Top of Input

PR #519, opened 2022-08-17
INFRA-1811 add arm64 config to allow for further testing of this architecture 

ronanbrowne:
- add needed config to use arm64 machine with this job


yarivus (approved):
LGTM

Bottom of Input

### Task item
Reproduce every entry above without a single alteration.

### Problem solution
PR #519, opened 2022-08-17
INFRA-1811 add arm64 config to allow for further testing of this architecture 

ronanbrowne:
- add needed config to use arm64 machine with this job


yarivus (approved):
LGTM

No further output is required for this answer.